Pretty much any stream up there is trout water but you need a map or some local info to know which streams are year round, right now trout season is not open.

Go here http://georgiawildlife.dnr.state.ga.us/content/displaycontent.asp?txtDocument=34


----------



## Crimson

how far away is the talluah river from hiwassee?  is that good fishing??  looking to just catch a few to eat, not looking for trophy trout on this trip.  a little beer drinking, okay maybe a lot, but get some fresh air and commradere.


----------



## Browning Slayer

The Hiawassee is the best of them all.. But good luck getting on it. It's all private property and ya might get shot if you get caught sneaking on it. 
Sad thing is, most of the good (trophy) streams are all bought up and you have to "Know" someone. I actually know a few folks but they are getting old and some have passed away which makes access harder. 
Beleive it or not, you can fish the city limits of helen and catch a limit by morning.. Just don't use corn! Throw a rapala and you'll out fish the corn boys and you may catch a nice fish. I caught a nice 19'' a few weeks ago up there. Good luck!


----------



## Crimson

Browning Slayer said:


> The Hiawassee is the best of them all.. But good luck getting on it. It's all private property and ya might get shot if you get caught sneaking on it.
> Sad thing is, most of the good (trophy) streams are all bought up and you have to "Know" someone. I actually know a few folks but they are getting old and some have passed away which makes access harder.
> Beleive it or not, you can fish the city limits of helen and catch a limit by morning.. Just don't use corn! Throw a rapala and you'll out fish the corn boys and you may catch a nice fish. I caught a nice 19'' a few weeks ago up there. Good luck!



you ain't kidding about that helen thing.  went up there last week and caught my limit in 2 hours on a rooster tail.

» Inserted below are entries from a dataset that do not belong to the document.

Issue #2720, opened 2025-08-29
`no-array-reduce` - doesn't report optional chaining


ipanasenko:
Title is pretty self-explanatory. `no-array-reduce` doesn't report optional chaining calls of `reduce`, e.g. `array?.reduce()`

Rule: `no-array-reduce`

```js
array.reduce((str, item) => str += item, "") // reports correctly as error
array?.reduce((str, item) => str += item, "") // doesn't report this one
```

I see in rule's code `optionalMember: false` is explicitly passed. So, is this really a bug or an intended behaviour?
I've created a PR with new test cases - they fail: https://github.com/sindresorhus/eslint-plugin-unicorn/pull/2721

Thanks!

ipanasenko:
All mutating methods rules also don't check optional chaining, did I get that right? E.g. `no-array-sort`

ipanasenko:
Enabled reporting of optionally chained and called `.reduce()` in https://github.com/sindresorhus/eslint-plugin-unicorn/pull/2721

PR #2721, opened 2025-08-29
`no-array-reduce` - enable reporting of optional chaining and calling of `.reduce()`

ipanasenko:
Fixes https://github.com/sindresorhus/eslint-plugin-unicorn/issues/2720

This PR enables checking for optionally chainged `.reduce()` calls for `no-array-reduce` rule.

### DIFF
--- a/rules/no-array-reduce.js
+++ b/rules/no-array-reduce.js
@@ -16,7 +16,6 @@ const cases = [
 				methods: ['reduce', 'reduceRight'],
 				minimumArguments: 1,
 				maximumArguments: 2,
-				optionalCall: false,
 			})
 			&& !isNodeValueNotFunction(callExpression.arguments[0]),
 		getMethodNode: callExpression => callExpression.callee.property,
@@ -46,7 +45,6 @@ const cases = [
 		test: callExpression =>
 			isMethodCall(callExpression, {
 				method: 'call',
-				optionalCall: false,
 			})
 			&& isArrayPrototypeProperty(callExpression.callee.object, {
 				properties: ['reduce', 'reduceRight'],
@@ -62,7 +60,6 @@ const cases = [
 		test: callExpression =>
 			isMethodCall(callExpression, {
 				method: 'apply',
-				optionalCall: false,
 			})
 			&& isArrayPrototypeProperty(callExpression.callee.object, {
 				properties: ['reduce', 'reduceRight'],
--- a/rules/no-array-reduce.js
+++ b/rules/no-array-reduce.js
@@ -16,6 +16,7 @@ const cases = [
 				methods: ['reduce', 'reduceRight'],
 				minimumArguments: 1,
 				maximumArguments: 2,
+				optionalCall: false,
 			})
 			&& !isNodeValueNotFunction(callExpression.arguments[0]),
 		getMethodNode: callExpression => callExpression.callee.property,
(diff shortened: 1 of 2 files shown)


fregante (approved):

test/no-array-reduce.js
```diff
@@ -12,6 +12,8 @@ test({
 		'a[b.reduce]()',
 		'a(b.reduce)',
 		'a.reduce()',
+		'a?.reduce()',
+		'a.reduce?.()',
```
fisker, line 16: It doesn't make sense  to allow optional call.

rules/no-array-reduce.js
```diff
@@ -64,8 +60,6 @@ const cases = [
 		test: callExpression =>
 			isMethodCall(callExpression, {
 				method: 'apply',
-				optionalCall: false,
-				optionalMember: false,
```
fisker: This one should not allow optional member or optional call.

rules/no-array-reduce.js
```diff
@@ -47,8 +45,6 @@ const cases = [
 		test: callExpression =>
 			isMethodCall(callExpression, {
 				method: 'call',
-				optionalCall: false,
-				optionalMember: false,
```
fisker: This one should not allow optional member or optional call.

test/no-array-reduce.js
ipanasenko: Added it because I saw it in `no-array-sort` and `no-array-reverse` 🤷‍♂️
https://github.com/sindresorhus/eslint-plugin-unicorn/blob/main/test/no-array-sort.js#L14
https://github.com/sindresorhus/eslint-plugin-unicorn/blob/main/test/no-array-reverse.js#L14

fisker: They are **valid** cases in these two rules, and they both use `optionalCall: false,` https://github.com/sindresorhus/eslint-plugin-unicorn/blob/d96dfb710e2dd00b82f8bb85b8b16023f6505c68/rules/shared/no-array-mutate-rule.js#L17

fisker: I mean `a?.reduce()` should be **invalid**, but `a.reduce?.()` should be **valid**.

fisker: Sorry, I comment this in a misleading place, I mean L112

ipanasenko: I don't understand, sorry :(
Why one should be valid and another invalid? I thought this rule finds usages of `reduce`, and reports it (except trivial callback cases, if corresponding option is provided). Why reporting of `a?.reduce()` should be different to `a.reduce?.()` and `a.reduce()`?
Or `array.reduce((str, item) => str += item, "")` different to `array?.reduce((str, item) => str += item, "")` and `array.reduce?.((str, item) => str += item, "")` if we talk about L112?

fisker: Because it's doesn't make sense to check `Array#reduce`, if user using `foo.reduce?.()` then `foo` can be a `non-array` object.

Explained in this commit [`8240f4f` (#2721)](https://github.com/sindresorhus/eslint-plugin-unicorn/pull/2721/commits/8240f4ff9433625de2184f57726bb0a083772294)

fisker (approved):

fisker:
@sindresorhus I plan to go through all rules to check if `optionalMemeber` check is needed this week, do not release until I finish.

PR #25, opened 2015-09-11
Exclude unsupported volume test when testing with docker

jsuchome:


rsalevsky:
+1

vuntz:
Code change is fine, but the gating fails in tempest. Can you check if it's related to your change or something else?

bmwiedemann:
:+1:

PR #26, opened 2015-09-11
Cleanup keystone v3 attribute and enable multi-domain support

rhafer:
This is  https://github.com/crowbar/barclamp-nova_dashboard/pull/227 ported to the new repo layout

### DIFF
--- a/crowbar_framework/app/models/horizon.rb
+++ b/crowbar_framework/app/models/horizon.rb
@@ -75,6 +75,16 @@ class HorizonService < PacemakerServiceObject
   def validate_proposal_after_save proposal
     validate_one_for_role proposal, "horizon-server"
 
+    if proposal["attributes"][@bc_name]["multi_domain_support"]
+      ks_svc = KeystoneService.new @logger
+      keystone = Proposal.where(barclamp: ks_svc.bc_name,
+                                name: proposal["attributes"]["horizon"]["keystone_instance"]).first
+      # Using domains requires API Version 3 or newer
+      if keystone["attributes"][ks_svc.bc_name]["api"]["version"].to_f < 3.0
+        validation_error("Multi domain support requires enabling Keystone V3 API in the keystone proposal first.")
+      end
+    end
+
     super
   end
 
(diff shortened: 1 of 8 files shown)


vuntz:
@rhafer argh, sorry, I merged the renaming to horizon and so this needs to be rebased.

chef/data_bags/crowbar/migrate/nova_dashboard/034_add_multi_domain_support.rb
```diff
@@ -0,0 +1,9 @@
+def upgrade(ta, td, a, d)
```
vuntz: Path should be horizon, not nova_dashboard (for the two migrations).

rsalevsky:
Can we combine the migrations?

crowbar_framework/app/models/horizon.rb
```diff
@@ -75,6 +75,16 @@ def create_proposal
   def validate_proposal_after_save proposal
     validate_one_for_role proposal, "horizon-server"
 
+    if proposal["attributes"][@bc_name]["multi_domain_support"]
+      ks_svc = KeystoneService.new @logger
+      keystone = Proposal.where(barclamp: ks_svc.bc_name,
```
vuntz: Heh, any reason to not just put "keystone" instead of getting the KeystoneService and then fetching an attribute from there?

(not that I mind, just wondering)

vuntz:
+1 (but I'm fine if changes suggested are added)

dirkmueller:
can you add '''bsc#945052''' to the git commit summary of the 2nd commit?

rhafer:
> Can we combine the migrations?

We can, but I would really like to keep them separate. Is there a good reason to not have the separate?

rhafer:
> perhaps check here if keystone is nonempty (I'm not sure if we can guarantee that the keystone proposal exists and is not deactivated at this point in time..)

Hm, actually horizon requires keystone. It's not possible to create a horzion proposal when no active keystone proposal exists. It's also not possible to deactivate keystone when there is an active horizon proposal.

rhafer:
Feedback addressed.

dirkmueller:
+1

toabctl:
+1

toabctl:
Unrelated PR testing failure (hopefully fixed by https://github.com/SUSE-Cloud/automation/pull/563 )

how far of a drive is it from hiwassee to helen?  i don't want to drive that far from the cabin.


----------



## Crimson

oh and by the way, i caught a nice 20" brown full of eggs.  they looked like salmon eggs but yellow.  that was in helen.  nice place to fish.


----------



## CLJ

*.*

If you are considering driving all the way to Helen from Hiawassee, you may as well consider going to Dicks Creek and Waters Creek.  They are both closer than the Hooch in Helen.  Also, Boggs Creek is on the way (though I don't know if it is open right now).  Boggs is a very small creek (and difficult to fish with a fly rod), but it gives up some surprisingly large trout (my personal best on that stream is a 4 pound Rainbow).  There is also a private pay spot on the Hiawassee River just south of the town of Hiawassee on the highway leading to Cleveland.  It is the spot with the rental cabins in the field.  It is relatively expensive (around $100 per day), but it has some big trout in it.  I have done well there.  Of course, the waters in Helen are good for limits (as posted here).  Finally, if you want to catch nice trout and have a generally good experience (and are willing to pay), Nacoochee Bend in Helen is private water managed by Unicoi Outfitters.  You can fish it without a guide, and the fishing is the closest thing to authentic trout fishing as you will find in Georgia.  

Oh, and one final option is Smith Creek in Unicoi State Park.  It is free (except for the State Park pass you have to buy) and is located just above Helen.  The portion immediately below the lake is currently in the delayed harvest season.  It can be good fishing, but you may trip over a couple of fly fishermen while there.


----------



## SouthernAngler

CLJ said:


> If you are considering driving all the way to Helen from Hiawassee, you may as well consider going to Dicks Creek and Waters Creek.  They are both closer than the Hooch in Helen.  Also, Boggs Creek is on the way (though I don't know if it is open right now).



Dicks, Waters and Boggs creek are all three closed right now....Waters is a special reg stream and is only open Wednesdays, Saturdays and Sundays during the season....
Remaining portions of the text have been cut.